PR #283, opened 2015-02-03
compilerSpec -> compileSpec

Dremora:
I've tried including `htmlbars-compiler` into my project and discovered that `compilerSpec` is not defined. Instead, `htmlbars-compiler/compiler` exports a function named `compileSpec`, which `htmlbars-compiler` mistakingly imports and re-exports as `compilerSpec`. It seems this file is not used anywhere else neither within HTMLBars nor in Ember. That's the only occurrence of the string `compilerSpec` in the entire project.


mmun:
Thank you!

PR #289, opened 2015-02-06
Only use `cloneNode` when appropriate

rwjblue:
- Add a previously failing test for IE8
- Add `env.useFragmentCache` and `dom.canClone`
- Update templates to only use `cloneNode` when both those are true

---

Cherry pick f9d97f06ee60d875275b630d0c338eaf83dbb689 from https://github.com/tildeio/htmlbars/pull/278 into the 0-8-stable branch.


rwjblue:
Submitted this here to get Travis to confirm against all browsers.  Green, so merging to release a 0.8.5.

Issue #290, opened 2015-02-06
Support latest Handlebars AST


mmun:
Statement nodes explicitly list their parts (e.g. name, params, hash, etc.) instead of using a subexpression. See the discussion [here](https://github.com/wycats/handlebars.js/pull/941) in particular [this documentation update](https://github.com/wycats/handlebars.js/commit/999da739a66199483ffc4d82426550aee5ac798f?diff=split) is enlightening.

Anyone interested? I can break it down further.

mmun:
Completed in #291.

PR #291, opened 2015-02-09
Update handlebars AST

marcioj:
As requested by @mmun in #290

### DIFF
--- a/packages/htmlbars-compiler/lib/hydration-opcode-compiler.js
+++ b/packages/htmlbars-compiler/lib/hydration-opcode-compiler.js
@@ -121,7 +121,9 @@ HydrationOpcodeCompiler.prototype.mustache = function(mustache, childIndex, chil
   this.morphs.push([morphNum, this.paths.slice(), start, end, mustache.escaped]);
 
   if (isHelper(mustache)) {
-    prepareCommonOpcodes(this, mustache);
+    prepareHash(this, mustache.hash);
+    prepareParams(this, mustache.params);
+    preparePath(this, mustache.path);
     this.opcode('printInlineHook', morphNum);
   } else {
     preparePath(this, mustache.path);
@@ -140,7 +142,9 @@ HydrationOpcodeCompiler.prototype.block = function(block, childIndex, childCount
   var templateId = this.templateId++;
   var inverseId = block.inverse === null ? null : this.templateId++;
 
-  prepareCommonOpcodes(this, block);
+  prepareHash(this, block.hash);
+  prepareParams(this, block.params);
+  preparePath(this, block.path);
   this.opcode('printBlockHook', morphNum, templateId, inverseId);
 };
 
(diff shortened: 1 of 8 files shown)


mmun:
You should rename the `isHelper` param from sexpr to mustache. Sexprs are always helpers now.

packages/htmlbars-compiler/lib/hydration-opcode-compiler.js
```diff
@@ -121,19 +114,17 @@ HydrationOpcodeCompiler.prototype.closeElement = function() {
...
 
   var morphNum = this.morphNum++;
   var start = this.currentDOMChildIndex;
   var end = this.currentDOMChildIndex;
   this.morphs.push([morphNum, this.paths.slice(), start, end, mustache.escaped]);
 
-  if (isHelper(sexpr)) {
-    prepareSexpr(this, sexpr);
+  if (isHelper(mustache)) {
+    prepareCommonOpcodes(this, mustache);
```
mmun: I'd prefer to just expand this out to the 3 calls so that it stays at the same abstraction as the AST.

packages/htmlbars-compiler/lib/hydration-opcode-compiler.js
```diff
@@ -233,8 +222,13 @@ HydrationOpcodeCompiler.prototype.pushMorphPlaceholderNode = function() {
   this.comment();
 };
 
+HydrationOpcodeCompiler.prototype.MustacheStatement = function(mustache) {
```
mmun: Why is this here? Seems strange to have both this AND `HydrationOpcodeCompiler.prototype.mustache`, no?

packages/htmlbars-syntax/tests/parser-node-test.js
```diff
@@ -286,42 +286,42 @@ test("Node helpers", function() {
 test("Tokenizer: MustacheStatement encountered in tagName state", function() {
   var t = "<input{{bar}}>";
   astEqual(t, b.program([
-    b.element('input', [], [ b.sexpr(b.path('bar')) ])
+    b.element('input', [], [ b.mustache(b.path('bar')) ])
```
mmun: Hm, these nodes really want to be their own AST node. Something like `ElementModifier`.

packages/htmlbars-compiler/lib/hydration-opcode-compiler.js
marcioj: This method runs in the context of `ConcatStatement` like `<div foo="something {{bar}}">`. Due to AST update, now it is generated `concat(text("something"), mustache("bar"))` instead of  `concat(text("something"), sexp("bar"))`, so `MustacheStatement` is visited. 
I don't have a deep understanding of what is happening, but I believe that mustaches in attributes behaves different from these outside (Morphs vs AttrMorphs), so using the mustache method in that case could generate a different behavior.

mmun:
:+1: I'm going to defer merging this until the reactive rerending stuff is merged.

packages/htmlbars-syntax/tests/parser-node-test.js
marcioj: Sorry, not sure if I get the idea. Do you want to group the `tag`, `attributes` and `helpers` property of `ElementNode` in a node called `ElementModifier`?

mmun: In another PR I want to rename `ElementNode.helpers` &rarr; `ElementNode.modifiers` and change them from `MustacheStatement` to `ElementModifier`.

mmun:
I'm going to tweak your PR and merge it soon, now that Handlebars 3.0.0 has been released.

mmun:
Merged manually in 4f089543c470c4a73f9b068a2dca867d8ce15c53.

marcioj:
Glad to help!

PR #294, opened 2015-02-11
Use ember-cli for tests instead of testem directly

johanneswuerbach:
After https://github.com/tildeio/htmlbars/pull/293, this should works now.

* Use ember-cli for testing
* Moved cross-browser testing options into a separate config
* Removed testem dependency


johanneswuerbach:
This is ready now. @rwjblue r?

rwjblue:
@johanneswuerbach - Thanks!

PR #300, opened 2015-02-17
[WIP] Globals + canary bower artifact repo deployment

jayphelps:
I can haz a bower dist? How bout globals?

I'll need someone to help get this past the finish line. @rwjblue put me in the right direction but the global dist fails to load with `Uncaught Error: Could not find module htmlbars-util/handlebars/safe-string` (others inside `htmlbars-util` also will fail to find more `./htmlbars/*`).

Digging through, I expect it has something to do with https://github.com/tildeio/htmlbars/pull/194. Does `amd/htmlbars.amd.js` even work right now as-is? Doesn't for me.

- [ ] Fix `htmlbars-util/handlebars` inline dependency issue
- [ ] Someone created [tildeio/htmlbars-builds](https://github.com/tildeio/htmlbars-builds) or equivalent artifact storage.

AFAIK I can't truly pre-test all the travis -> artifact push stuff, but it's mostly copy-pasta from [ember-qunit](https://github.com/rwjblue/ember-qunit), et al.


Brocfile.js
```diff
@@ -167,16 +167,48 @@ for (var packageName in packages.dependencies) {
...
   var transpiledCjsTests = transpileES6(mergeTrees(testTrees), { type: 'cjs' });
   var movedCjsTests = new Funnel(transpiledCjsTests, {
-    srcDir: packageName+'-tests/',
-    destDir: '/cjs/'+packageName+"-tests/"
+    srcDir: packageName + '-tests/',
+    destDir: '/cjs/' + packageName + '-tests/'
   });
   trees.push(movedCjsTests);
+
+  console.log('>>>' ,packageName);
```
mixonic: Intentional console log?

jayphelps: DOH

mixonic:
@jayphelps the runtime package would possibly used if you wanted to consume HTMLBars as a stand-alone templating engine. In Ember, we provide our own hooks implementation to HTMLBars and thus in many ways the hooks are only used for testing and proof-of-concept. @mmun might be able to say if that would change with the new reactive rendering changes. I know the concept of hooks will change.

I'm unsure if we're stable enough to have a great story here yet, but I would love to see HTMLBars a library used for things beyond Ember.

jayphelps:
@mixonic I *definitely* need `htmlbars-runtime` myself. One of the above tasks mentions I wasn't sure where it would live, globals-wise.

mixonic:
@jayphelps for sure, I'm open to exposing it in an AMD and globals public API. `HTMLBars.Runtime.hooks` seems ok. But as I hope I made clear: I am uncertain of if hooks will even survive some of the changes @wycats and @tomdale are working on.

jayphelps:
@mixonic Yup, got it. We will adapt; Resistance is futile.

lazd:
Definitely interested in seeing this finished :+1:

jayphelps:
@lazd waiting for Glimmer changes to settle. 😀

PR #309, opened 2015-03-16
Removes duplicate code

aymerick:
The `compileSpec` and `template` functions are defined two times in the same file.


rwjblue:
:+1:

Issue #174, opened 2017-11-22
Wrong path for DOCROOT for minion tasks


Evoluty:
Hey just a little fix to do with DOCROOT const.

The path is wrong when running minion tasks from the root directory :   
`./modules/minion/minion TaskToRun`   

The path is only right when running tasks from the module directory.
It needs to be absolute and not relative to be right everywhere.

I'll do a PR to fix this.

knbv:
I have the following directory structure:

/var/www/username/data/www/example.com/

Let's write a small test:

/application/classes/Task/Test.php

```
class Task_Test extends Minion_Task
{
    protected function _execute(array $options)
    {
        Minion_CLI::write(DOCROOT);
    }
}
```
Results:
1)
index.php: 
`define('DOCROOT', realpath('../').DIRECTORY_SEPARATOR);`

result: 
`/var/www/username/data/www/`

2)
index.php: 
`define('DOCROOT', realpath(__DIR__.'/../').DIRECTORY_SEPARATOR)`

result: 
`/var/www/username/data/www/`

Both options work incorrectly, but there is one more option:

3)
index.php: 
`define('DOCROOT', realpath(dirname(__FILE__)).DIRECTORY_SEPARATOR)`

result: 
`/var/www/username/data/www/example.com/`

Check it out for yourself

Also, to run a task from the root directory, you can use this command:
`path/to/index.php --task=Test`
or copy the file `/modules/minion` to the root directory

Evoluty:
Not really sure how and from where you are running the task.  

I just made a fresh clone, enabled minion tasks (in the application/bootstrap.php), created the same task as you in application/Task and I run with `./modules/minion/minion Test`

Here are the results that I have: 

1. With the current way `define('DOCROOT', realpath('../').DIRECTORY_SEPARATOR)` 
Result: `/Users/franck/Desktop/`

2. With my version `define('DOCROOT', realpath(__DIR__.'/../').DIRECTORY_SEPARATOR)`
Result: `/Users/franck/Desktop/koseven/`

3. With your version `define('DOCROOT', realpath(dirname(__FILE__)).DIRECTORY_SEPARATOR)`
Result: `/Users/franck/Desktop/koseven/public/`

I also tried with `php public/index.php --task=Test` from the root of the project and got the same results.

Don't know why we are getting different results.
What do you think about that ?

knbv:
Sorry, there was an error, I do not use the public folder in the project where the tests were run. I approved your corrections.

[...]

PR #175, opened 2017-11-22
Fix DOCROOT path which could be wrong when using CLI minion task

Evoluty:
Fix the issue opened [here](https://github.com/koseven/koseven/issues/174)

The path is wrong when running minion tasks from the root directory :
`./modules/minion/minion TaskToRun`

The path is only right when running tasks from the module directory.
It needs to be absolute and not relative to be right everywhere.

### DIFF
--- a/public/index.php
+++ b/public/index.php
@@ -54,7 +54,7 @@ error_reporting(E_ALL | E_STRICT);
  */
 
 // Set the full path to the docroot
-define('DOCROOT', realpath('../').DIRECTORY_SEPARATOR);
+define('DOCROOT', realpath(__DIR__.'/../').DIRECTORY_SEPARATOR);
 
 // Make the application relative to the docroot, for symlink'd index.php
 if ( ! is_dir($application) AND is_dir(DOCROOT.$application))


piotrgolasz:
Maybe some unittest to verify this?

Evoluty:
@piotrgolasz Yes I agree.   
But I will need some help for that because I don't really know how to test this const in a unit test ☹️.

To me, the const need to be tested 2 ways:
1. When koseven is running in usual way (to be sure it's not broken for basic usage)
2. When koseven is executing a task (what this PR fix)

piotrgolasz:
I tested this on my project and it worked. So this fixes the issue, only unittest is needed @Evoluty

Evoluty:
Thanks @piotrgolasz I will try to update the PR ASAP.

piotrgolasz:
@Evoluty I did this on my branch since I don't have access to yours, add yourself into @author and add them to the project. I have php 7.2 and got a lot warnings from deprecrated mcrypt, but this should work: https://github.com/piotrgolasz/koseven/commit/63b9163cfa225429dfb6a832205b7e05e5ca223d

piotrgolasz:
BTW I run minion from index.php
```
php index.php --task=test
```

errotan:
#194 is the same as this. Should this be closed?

:: EXERCISE REQUIREMENTS ::
Every line above from the line with "Statement nodes explicitly" to the line with "Completed in #291.", inclusive, must be returned exactly; no other line belongs in the reply.

:: TASK RESPONSE ::
Statement nodes explicitly list their parts (e.g. name, params, hash, etc.) instead of using a subexpression. See the discussion [here](https://github.com/wycats/handlebars.js/pull/941) in particular [this documentation update](https://github.com/wycats/handlebars.js/commit/999da739a66199483ffc4d82426550aee5ac798f?diff=split) is enlightening.

Anyone interested? I can break it down further.

mmun:
Completed in #291.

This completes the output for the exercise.